PR #2235, opened 2024-01-19
move oci lib out

AustinAbro321:
## Description

Move OCI lib out, so it can be used with other projects

## Type of change

## Checklist before merging


src/pkg/oci/common.go
```diff
@@ -1,224 +0,0 @@
...
-	transport := http.DefaultTransport.(*http.Transport).Clone()
-	o.Transport = utils.NewTransport(transport, nil)
-
-	client := &auth.Client{
-		Cache: auth.DefaultCache,
-		Client: &http.Client{
-			Transport: o.Transport,
-		},
-	}
-	client.SetUserAgent("zarf/" + zarfconfig.CLIVersion)
```
Racer159, line 189: user agent should be configurable in the lib

src/pkg/oci/common.go
```diff
@@ -1,224 +0,0 @@
...
-
-const (
-	// ZarfLayerMediaTypeBlob is the media type for all Zarf layers due to the range of possible content
-	ZarfLayerMediaTypeBlob = "application/vnd.zarf.layer.v1.blob"
-	// ZarfConfigMediaType is the media type for the manifest config
-	ZarfConfigMediaType = "application/vnd.zarf.config.v1+json"
-	// SkeletonArch is the architecture used for skeleton packages
-	SkeletonArch = "skeleton"
-	// MultiOS is the OS used for multi-platform packages
-	MultiOS = "multi"
```
Racer159, line 34: These should stay as consts in zarf

src/pkg/oci/copier.go
```diff
@@ -1,118 +0,0 @@
...
-	"time"
-
-	"github.com/defenseunicorns/zarf/src/pkg/message"
-	ocispec "github.com/opencontainers/image-spec/specs-go/v1"
-	"golang.org/x/sync/errgroup"
-	"golang.org/x/sync/semaphore"
-)
-
-// CopyPackage copies a package from one OCI registry to another
-func CopyPackage(ctx context.Context, src *OrasRemote, dst *OrasRemote, include func(d ocispec.Descriptor) bool, concurrency int) error {
```
Racer159, line 20: CopyPackage could be generalized

src/pkg/oci/manifest.go
```diff
@@ -1,57 +0,0 @@
-// SPDX-License-Identifier: Apache-2.0
-// SPDX-FileCopyrightText: 2021-Present The Zarf Authors
-
-// Package oci contains functions for interacting with Zarf packages stored in OCI registries.
```
Racer159, line 4: This file might make sense to keep as it is what defines a ZarfManifest

src/pkg/oci/pull.go
```diff
@@ -1,311 +0,0 @@
...
-	"github.com/defenseunicorns/zarf/src/types"
-	ocispec "github.com/opencontainers/image-spec/specs-go/v1"
-	"oras.land/oras-go/v2"
-	"oras.land/oras-go/v2/content"
-	"oras.land/oras-go/v2/content/file"
-)
-
-var (
-	// PackageAlwaysPull is a list of paths that will always be pulled from the remote repository.
-	PackageAlwaysPull = []string{layout.ZarfYAML, layout.Checksums, layout.Signature}
```
Racer159, line 30: This should be configurable

src/pkg/oci/pull.go
```diff
@@ -1,311 +0,0 @@
...
-	}
-	return layers, nil
-}
-
-// LayersFromRequestedComponents returns the descriptors for the given components from the root manifest.
-//
-// It also retrieves the descriptors for all image layers that are required by the components.
-//
-// It also respects the `required` flag on components, and will retrieve all necessary layers for required components.
-func (o *OrasRemote) LayersFromRequestedComponents(requestedComponents []string) (layers []ocispec.Descriptor, err error) {
```
Racer159, line 83: This function is very Zarf specific

src/pkg/oci/pull.go
```diff
@@ -1,311 +0,0 @@
...
-
-// PullPackage pulls the package from the remote repository and saves it to the given path.
-//
-// layersToPull is an optional parameter that allows the caller to specify which layers to pull.
-//
-// The following layers will ALWAYS be pulled if they exist:
-//   - zarf.yaml
-//   - checksums.txt
-//   - zarf.yaml.sig
-func (o *OrasRemote) PullPackage(destinationDir string, concurrency int, layersToPull ...ocispec.Descriptor) ([]ocispec.Descriptor, error) {
```
Racer159, line 169: PullPackage should be genericized

src/pkg/oci/push.go
```diff
@@ -1,251 +0,0 @@
...
-	}
-	if err = src.Tag(o.ctx, root, root.Digest.String()); err != nil {
-		return ocispec.Descriptor{}, err
-	}
-
-	return root, nil
-}
-
-// PublishPackage publishes the package to the remote repository.
-func (o *OrasRemote) PublishPackage(pkg *types.ZarfPackage, paths *layout.PackagePaths, concurrency int) error {
```
Racer159, line 106: PublishPackage should be genericized

Racer159 (changes requested):
In addition to these changes we should also move /src/utils/helpers as well since that would be easy and is the core of a lot of our lib code.

Racer159 (changes requested):
After discussing more with @Noxsios it would likely be better to purify this functionality within Zarf (i.e. do the refactoring in Zarf for the OCI library to not rely on Zarf first, then move it out to keep things cleaner)

src/pkg/oci/common.go
AustinAbro321: Do we want multi to stay in OCI?

src/pkg/oci/common.go
```diff
@@ -24,33 +21,59 @@ import (
...
-	// ZarfConfigMediaType is the media type for the manifest config
-	ZarfConfigMediaType = "application/vnd.zarf.config.v1+json"
-	// SkeletonArch is the architecture used for skeleton packages
-	SkeletonArch = "skeleton"
 	// MultiOS is the OS used for multi-platform packages
 	MultiOS = "multi"
 )
 
+// Logger is an interface built to
+type Logger interface {
```
AustinAbro321, line 29: I noticed that we actually only use debug in this package, do we still want a logger interface for the future or should I just accept a single function?

src/pkg/zoci/push.go
```diff
@@ -0,0 +1,90 @@
...
+	"github.com/defenseunicorns/zarf/src/pkg/layout"
+	"github.com/defenseunicorns/zarf/src/pkg/message"
+	"github.com/defenseunicorns/zarf/src/pkg/utils/helpers"
+	"github.com/defenseunicorns/zarf/src/types"
+	ocispec "github.com/opencontainers/image-spec/specs-go/v1"
+	"oras.land/oras-go/v2/content/file"
+)
+
+// PublishZarfPackage publishes the zarf package to the remote repository.
+func (o *ZarfOrasRemote) PublishZarfPackage(ctx context.Context, pkg *types.ZarfPackage, paths *layout.PackagePaths, concurrency int) error {
```
Noxsios, line 21:
```suggestion
// PublishPackage publishes the zarf package to the remote repository.
func (o *ZarfOrasRemote) PublishPackage(ctx context.Context, pkg *types.ZarfPackage, paths *layout.PackagePaths, concurrency int) error {
```

src/pkg/zoci/push.go
```diff
@@ -0,0 +1,90 @@
...
+	if err != nil {
+		progressBar.Stop()
+		return fmt.Errorf("unable to publish package: %w", err)
+	}
+
+	progressBar.Successf("Published %s [%s]", o.Repo().Reference, ZarfLayerMediaTypeBlob)
+	return nil
+}
+
+func zarfPackageOciAnnotations(metadata *types.ZarfMetadata) map[string]string {
```
Noxsios, line 66:
```suggestion
func annotationsFromMetadata(metadata *types.ZarfMetadata) map[string]string {
```

src/pkg/oci/common.go
AustinAbro321: Agreed, and with that we need to just how our packages will display the logs. Args ..any could be slog style or printf style. Currently I have it as printf

src/pkg/oci/common.go
```diff
@@ -24,33 +21,59 @@ import (
...
+// WithInsecure sets plainHTTP and insecure tls for the remote
+func WithInsecure(insecure bool) Modifier {
 	return func(o *OrasRemote) {
-		o.ctx = ctx
+		plainHTTPMod := WithPlainHTTP(insecure)
+		plainHTTPMod(o)
+		insecureTLSMod := WithInsecureSkipVerify(insecure)
+		insecureTLSMod(o)
 	}
 }
```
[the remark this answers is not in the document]
AustinAbro321: Ah yeah I hadn't thought about that use case

src/pkg/oci/common.go
```diff
@@ -75,31 +98,38 @@ func WithInsecureSkipVerify(insecure bool) Modifier {
...
 
+// WithUserAgent sets the target architecture for the remote
+func WithUserAgent(userAgent string) Modifier {
+	return func(o *OrasRemote) {
+		o.userAgent = userAgent
+	}
+}
+
```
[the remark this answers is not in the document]
AustinAbro321: What do you think a reasonable default user agent should be
Maybe `client.SetUserAgent("zarf/" + zarfconfig.CLIVersion)` for now and `client.SetUserAgent("defenseunicorns/pkg/oci/version")` once we move it?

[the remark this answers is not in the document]
AustinAbro321: Switched the order and changed the functions a bit to so we don't end up with nil pointers / override set modifiers

src/pkg/oci/push.go
```diff
@@ -36,154 +34,88 @@ type ConfigPartial struct {
...
-		desc, err := src.Add(ctx, name, mediaType, path)
-		if err != nil {
-			return err
-		}
-		descs = append(descs, desc)
-	}
-	spinner.Successf("Prepared all layers")
-
+// PublishArtifact publishes the artifact to the remote repository.
+func (o *OrasRemote) PublishArtifact(ctx context.Context, src *file.Store, annotations map[string]string,
```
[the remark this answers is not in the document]
AustinAbro321: Yeah, we haven't used artifact anywhere else, I think publish should be sufficient

src/pkg/oci/push.go
```diff
@@ -36,154 +34,58 @@ type ConfigPartial struct {
...
 
-// pushManifestConfigFromMetadata pushes the manifest config with metadata to the remote repository.
-func (o *OrasRemote) pushManifestConfigFromMetadata(metadata *types.ZarfMetadata, build *types.ZarfBuildData) (ocispec.Descriptor, error) {
-	annotations := map[string]string{
-		ocispec.AnnotationTitle:       metadata.Name,
-		ocispec.AnnotationDescription: metadata.Description,
+// PushManifestConfigFromMetadata pushes the manifest config with metadata to the remote repository.
+func (o *OrasRemote) PushManifestConfigFromMetadata(ctx context.Context, annotations map[string]string, configMediaType string) (*ocispec.Descriptor, error) {
+	if annotations[ocispec.AnnotationTitle] == "" {
+		return nil, fmt.Errorf("invalid annotations: please include value for %q", ocispec.AnnotationTitle)
```
Noxsios, line 45: note: will need to communicate to UDS CLI that they will need to populate this annotation, and show how to make a similar function to the one in Zarf.

Noxsios (changes requested):

src/pkg/oci/manifest.go
```diff
@@ -12,46 +12,42 @@ import (
...
 	ocispec.Manifest
 }
 
-// NewZarfOCIManifest returns a new ZarfOCIManifest.
-func NewZarfOCIManifest(manifest *ocispec.Manifest) *ZarfOCIManifest {
-	return &ZarfOCIManifest{*manifest}
+// NewManifest returns a new Manifest
+func NewManifest(manifest *ocispec.Manifest) *Manifest {
+	return &Manifest{*manifest}
 }
```
AustinAbro321, line 26: @Noxsios Any reason we shouldn't just delete this function? It's not being used in Zarf or UDS CLI. Not sure if there's a specific reason we wanted a constructor though

src/pkg/oci/pull.go
```diff
@@ -197,89 +59,51 @@ func (o *OrasRemote) PullPackage(destinationDir string, concurrency int, layersT
...
-		return fmt.Errorf("invalid media type for file layer: %s", desc.MediaType)
-	}
-	b, err := o.FetchLayer(desc)
+func (o *OrasRemote) PullLayer(ctx context.Context, destinationDir string, desc ocispec.Descriptor) error {
+	b, err := o.FetchLayer(ctx, desc)
 	if err != nil {
 		return err
 	}
 
 	rel := desc.Annotations[ocispec.AnnotationTitle]
```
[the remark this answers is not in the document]
AustinAbro321: If a layer is not a file what is it? In what situation would a layer be intentionally without a title?

src/pkg/oci/common.go
```diff
@@ -159,8 +187,9 @@ func (o *OrasRemote) setRepository(ref registry.Reference) error {
 	if err != nil {
 		return err
 	}
-	repo.Client = client
-	o.repo = repo
+
+	o.repo.Reference = repo.Reference
+	o.repo.Client = client
```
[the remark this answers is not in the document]
AustinAbro321: Because we now call mods before `setRepository` `o.repo.plainHTTP` changes from `withPlainHTTP` would be overwritten if we just set repo.

src/pkg/oci/manifest.go
```diff
@@ -12,46 +12,42 @@ import (
...
+	for _, layer := range m.Layers {
+		if include != nil && include(layer) {
+			layers = append(layers, layer)
+		} else if include == nil {
+			layers = append(layers, layer)
+		}
+	}
+	layers = append(layers, m.Config)
+	return layers
+}
```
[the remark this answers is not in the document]
AustinAbro321: Yeah it's hard for me to tell as we are currently always sending in nil. Going to think about it more

src/pkg/oci/push.go
```diff
@@ -36,154 +34,58 @@ type ConfigPartial struct {
...
 	}
 	manifestConfig := ConfigPartial{
-		Architecture: build.Architecture,
+		Architecture: o.targetPlatform.Architecture,
 		OCIVersion:   "1.0.1",
```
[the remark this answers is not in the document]
AustinAbro321: Yeah they do https://github.com/opencontainers/image-spec/blob/main/specs-go/version.go

src/pkg/utils/helpers/io.go
```diff
@@ -0,0 +1,31 @@
...
+		return fmt.Errorf("unable to write the file at %s contents:%w", path, err)
+	}
+
+	err = f.Close()
+	if err != nil {
+		return fmt.Errorf("error saving file %s: %w", path, err)
+	}
+
+	return nil
+}
```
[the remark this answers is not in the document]
AustinAbro321: Ah yeah, switched them all over. Changed the permissions to 0644 from 0666 in helpers.WriteFile. We may be able to go lower than that I'm not sure at the moment

src/pkg/zoci/copier.go
```diff
@@ -0,0 +1,39 @@
...
+	"fmt"
+
+	"github.com/defenseunicorns/zarf/src/pkg/message"
+	"github.com/defenseunicorns/zarf/src/pkg/oci"
+	"github.com/defenseunicorns/zarf/src/pkg/utils/helpers"
+	ocispec "github.com/opencontainers/image-spec/specs-go/v1"
+)
+
+// CopyPackage copies a zarf package from one OCI registry to another
+// TODO (@AustinAbro321) we should see if we should also copy the manifests for a complete copy in this function
```
Noxsios, line 18: yes, `CopyPackage` should also copy the manifest from `src.root` --> `dst.root`

Noxsios: `oci.Copy` is a generic mirroring / multithreaded copy operation. Since this is an opinionation on top of that, where we know we _always_ want to copy the manifests, we can do so

Noxsios: much of the code at the top of `src/pkg/packager/publish.go` can now be simplified by bringing it into this func

src/pkg/zoci/pull.go
```diff
@@ -0,0 +1,174 @@
...
+
+// PullPackage pulls the package from the remote repository and saves it to the given path.
+//
+// layersToPull is an optional parameter that allows the caller to specify which layers to pull.
+//
+// The following layers will ALWAYS be pulled if they exist:
+//   - zarf.yaml
+//   - checksums.txt
+//   - zarf.yaml.sig
+func (o *Remote) PullPackage(ctx context.Context, destinationDir string, concurrency int, layersToPull ...ocispec.Descriptor) ([]ocispec.Descriptor, error) {
```
Noxsios, line 43: nit: change from `o *Remote` to `r *Remote` (think rename symbol can do it)

src/pkg/zoci/push.go
```diff
@@ -0,0 +1,113 @@
...
+
+	progressBar := message.NewProgressBar(total, fmt.Sprintf("Publishing %s:%s", o.Repo().Reference.Repository, o.Repo().Reference.Reference))
+	o.Transport.ProgressBar = progressBar
+
+	publishedDesc, err := oras.Copy(ctx, src, root.Digest.String(), o.Repo(), "", copyOpts)
+	if err != nil {
+		return err
+	}
+
+	o.UpdateIndex(ctx, o.Repo().Reference.Reference, publishedDesc)
```
Noxsios, line 78: error is not handled here

Noxsios (changes requested):

src/pkg/oci/common.go
```diff
@@ -111,24 +157,6 @@ func NewOrasRemote(url string, platform ocispec.Platform, mods ...Modifier) (*Or
 	copyOpts.PostCopy = o.printLayerCopied
 	o.CopyOpts = copyOpts
```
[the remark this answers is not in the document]
AustinAbro321: I went ahead and implemented that. LMK what you think. Looks like UDS CLI is actually doing something similar https://github.com/search?q=repo%3Adefenseunicorns%2Fuds-cli+CopyOpts&type=code

src/pkg/oci/copier.go
```diff
@@ -6,50 +6,44 @@ package oci
...
 	start := time.Now()
 
 	for idx, layer := range layers {
-		message.Debug("Copying layer:", message.JSONValue(layer))
+		b, err := json.MarshalIndent(layer, "", "  ")
+		if err != nil {
+			src.log.Debug("ERROR marshalling json: %s", err.Error())
+		}
+		src.log.Debug("Copying layer:", string(b))
 		if err := sem.Acquire(ctx, 1); err != nil {
```
Racer159, line 47: This seems like a lot of logging - it might be better to log the layer digest (the actual contents can be looked up later if needed)

src/pkg/oci/pull.go
```diff
@@ -59,227 +44,57 @@ func (o *OrasRemote) FileDescriptorExists(desc ocispec.Descriptor, destinationDi
...
 		}
 	}
 
-	if copyOpts.FindSuccessors == nil {
-		copyOpts.FindSuccessors = func(ctx context.Context, fetcher content.Fetcher, desc ocispec.Descriptor) ([]ocispec.Descriptor, error) {
-			nodes, err := content.Successors(ctx, fetcher, desc)
-			if err != nil {
-				return nil, err
+	preCopy := copyOpts.PreCopy
+	copyOpts.PreCopy = func(ctx context.Context, desc ocispec.Descriptor) error {
```
Racer159, line 57: Woo! This seems a lot better than FindSuccessors.

src/pkg/oci/common.go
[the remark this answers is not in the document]
Noxsios: perfectly fine to remove from the struct, I would rename the receiver `GetDefaultCopyOpts` to denote that it is the default options.

Racer159 (changes requested):
A few little things

src/pkg/zoci/copier.go
```diff
@@ -35,5 +47,27 @@ func CopyPackage(ctx context.Context, src *Remote, dst *Remote, include func(d o
...
+	if err := dst.Repo().Manifests().PushReference(ctx, expected, bytes.NewReader(b), srcRoot.Digest.String()); err != nil {
+		return err
+	}
+
+	tag := src.Repo().Reference.Reference
+	if err := dst.UpdateIndex(ctx, tag, expected); err != nil {
+		return err
+	}
+
+	message.Infof("Published %s to %s", src.Repo().Reference, dst.Repo().Reference)
```
Noxsios, line 71: should `*Remote` also have a `r.log`? food for thought

src/pkg/oci/common.go
```diff
@@ -25,69 +23,18 @@ const (
...
-type ProgressWriter interface {
-	UpdateTitle(string)
-	io.Writer
-}
-
 // OrasRemote is a wrapper around the Oras remote repository that includes a progress bar for interactive feedback.
 type OrasRemote struct {
 	repo           *remote.Repository
 	root           *Manifest
 	Transport      *helpers.Transport
```
Noxsios, line 30: have ideas for `Transport` I wanna run by you

Noxsios (changes requested):

src/pkg/oci/copier.go
Noxsios: i liked the brrr when I was writing the first iteration of this func, + logging the entire descriptor tells you also size and mediatype, really useful for debugging. Plus this is logged _before_ the layer push which allows you to see if your error is on a really large layer.

src/internal/packager/helm/post-render.go
```diff
@@ -61,8 +61,7 @@ func (r *renderer) Run(renderedManifests *bytes.Buffer) (*bytes.Buffer, error) {
 	}
 	path := filepath.Join(tempDir, "chart.yaml")
 
-	// Write the context to a file for processing
-	if err := utils.WriteFile(path, renderedManifests.Bytes()); err != nil {
+	if err := os.WriteFile(path, renderedManifests.Bytes(), 0600); err != nil {
```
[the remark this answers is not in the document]
AustinAbro321: I was initially a bit torn on doing this, as I didn't want to end up making a const for every permutation we use in zarf. I'm going to make one for 0600, 0644, 0700, and 0755 with the export comments being why we generally set files or directories this way. LMK if that's going a bit overboard though

src/pkg/zoci/copier.go
AustinAbro321: I think it's a fair question, zoci will also be used as a library by uds cli. Let's ask the UDS CLI team how they log and if they want their own user experience around logging.

Maybe we could also do some interesting things with unit testing if we passed in our logger, though that's a whole other conversation

src/pkg/packager/publish.go
```diff
@@ -32,55 +30,21 @@ func (p *Packager) Publish() (err error) {
...
-			return err
-		}
+		parts := strings.Split(srcRemote.Repo().Reference.Repository, "/")
+		packageName := parts[len(parts)-1]
 
-		// ensure cli arch matches package arch
-		if pkg.Build.Architecture != arch {
-			return fmt.Errorf("architecture mismatch (specified: %q, found %q)", arch, pkg.Build.Architecture)
-		}
+		p.cfg.PublishOpts.PackageDestination = p.cfg.PublishOpts.PackageDestination + "/" + packageName
```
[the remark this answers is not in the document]
AustinAbro321: I messed up and put that code in the wrong order as I was rearranging the functions. In general, I'm going to read through code more diligently going forward while refactoring so I don't mess up things like this

src/pkg/zoci/copier.go
```diff
@@ -5,26 +5,38 @@
...
 	if err != nil {
 		return err
 	}
-	layers := helpers.Filter(srcRoot.Layers, include)
-	layers = append(layers, srcRoot.Config)
+
+	// ensure cli arch matches package arch
+	if pkg.Build.Architecture != arch {
+		return fmt.Errorf("architecture mismatch (specified: %q, found %q)", arch, pkg.Build.Architecture)
+	}
```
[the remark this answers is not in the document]
AustinAbro321: I believe we can still get rid of the check here, but of note is that this check is the src `pkg.Build.Architecture`. However I still think this doesn't matter as ultimately the source architecture is also getting grabbed by the config.arch since the refactor. We may need to leave this in for backwards compatibility? I will run some tests and see if I can break it without this block

src/pkg/oci/common.go
AustinAbro321: We discussed making transport private. Instead we just took the Base variable off of transport and composed roundtripper normally. I also made this issue for making progress easier to track in the oci package which could make it easier to make transport private in the future https://github.com/defenseunicorns/zarf/issues/2304

src/pkg/oci/copier.go
AustinAbro321: Yeah I don't mind it especially since it's debug

src/pkg/zoci/fetch.go
```diff
@@ -0,0 +1,32 @@
...
+		return pkg, err
+	}
+	return oci.FetchYAMLFile[types.ZarfPackage](ctx, r.FetchLayer, manifest, layout.ZarfYAML)
+}
+
+// FetchImagesIndex fetches the images/index.json file from the remote repository.
+func (r *Remote) FetchImagesIndex(ctx context.Context) (index *ocispec.Index, err error) {
+	manifest, err := r.FetchRoot(ctx)
+	if err != nil {
+		return index, err
```
lucasrod16, line 29: This would return a `nil` pointer index on error which could lead to a runtime panic in calling code that relies on the returned index object

```suggestion
		return nil, err
```

src/pkg/zoci/pull.go
```diff
@@ -0,0 +1,171 @@
...
+	"github.com/defenseunicorns/zarf/src/types"
+	ocispec "github.com/opencontainers/image-spec/specs-go/v1"
+	"oras.land/oras-go/v2/content/file"
+)
+
+var (
+	// PackageAlwaysPull is a list of paths that will always be pulled from the remote repository.
+	PackageAlwaysPull = []string{layout.ZarfYAML, layout.Checksums, layout.Signature}
+	// ZarfPackageIndexPath is the path to the index.json file in the OCI package.
+	ZarfPackageIndexPath = filepath.Join("images", "index.json")
```
lucasrod16, line 27:
```suggestion
	ZarfPackageIndexPath = filepath.Join(layout.ImagesDir, layout.IndexJSON)
```

src/pkg/zoci/pull.go
```diff
@@ -0,0 +1,171 @@
...
+	// ZarfPackageImagesBlobsDir is the path to the directory containing the image blobs in the OCI package.
+	ZarfPackageImagesBlobsDir = filepath.Join("images", "blobs", "sha256")
```
lucasrod16, line 29:
```suggestion
	ZarfPackageImagesBlobsDir = filepath.Join(layout.ImagesDir, "blobs", "sha256")
```

src/pkg/zoci/pull.go
```diff
@@ -0,0 +1,171 @@
...
+	// ZarfPackageLayoutPath is the path to the oci-layout file in the OCI package.
+	ZarfPackageLayoutPath = filepath.Join("images", "oci-layout")
```
lucasrod16, line 31:
```suggestion
	ZarfPackageLayoutPath = filepath.Join(layout.ImagesDir, layout.OCILayout)
```

src/pkg/zoci/pull.go
AustinAbro321: I decided to just move these to layout as the same filepath.Join was used there for all of these just not as a variable

src/pkg/utils/helpers/io.go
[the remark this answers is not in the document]
AustinAbro321: I think that's fair. I originally was suggested the idea from @Racer159. I do like that we have comments in the code now explaining why we generally use the different permissions though yeah it's way more verbose I would probably lean towards setting it back to the direct numbers. 
Thoughts after seeing it in code @Racer159 @Noxsios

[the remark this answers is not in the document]
Noxsios: imo i think its fine either way. This way is a little more verbose on usage, but a little more readable in the long run when it comes to understanding which file permissions are being set.  Its not a huge change to refactor later, but it does cause a breaking contract change deleting these `helpers.XYZ` public consts.

src/pkg/zoci/pull.go
```diff
@@ -0,0 +1,165 @@
...
+	doneSaving <- err
+	<-doneSaving
+	return layersToPull, err
+}
+
+// LayersFromRequestedComponents returns the descriptors for the given components from the root manifest.
+// It also retrieves the descriptors for all image layers that are required by the components.
+//
+// It also respects the `required` flag on components, and will retrieve all necessary layers for required components.
+func (r *Remote) LayersFromRequestedComponents(ctx context.Context, requestedComponents []string) (layers []ocispec.Descriptor, err error) {
```
Noxsios, line 81: depending upon which one (`filters` or this PR) gets merged first, will need to keep an eye on this func to ensure regression does not happen

Noxsios (commented):
some small linting things can be found w/ `make lint-go`, but otherwise looks pretty good to me

lucasrod16 (approved):
lgtm

lucasrod16 (approved):

src/pkg/zoci/pull.go
AustinAbro321: Gotcha, plan is to get this PR in first

lucasrod16 (dismissed):

lucasrod16 (approved):
lgtm

src/pkg/zoci/pull.go
```diff
@@ -105,12 +97,11 @@ func (r *Remote) LayersFromRequestedComponents(ctx context.Context, requestedCom
...
 		}
 	}
+	var images []string
 	for _, component := range pkg.Components {
 		// If we requested this component, or it is required, we need to pull its images and tarball
 		if slices.Contains(requestedComponents, component.Name) || component.Required {
-			for _, image := range component.Images {
-				images[image] = true
-			}
+			images = append(images, component.Images...)
```
Racer159, line 104: Wouldn't doing this cause multiple of the same image to show in the list?

Racer159 (changes requested):

src/pkg/zoci/pull.go
AustinAbro321: Yes my mistake, good catch

Racer159 (dismissed):
lgtm

Noxsios (dismissed):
******
§ What needs to be done: Filter the listing above by the word "pulls"; copy each line that passes.

§ Answer for this exercise:
-// PullPackage pulls the package from the remote repository and saves it to the given path.
+// PullPackage pulls the package from the remote repository and saves it to the given path.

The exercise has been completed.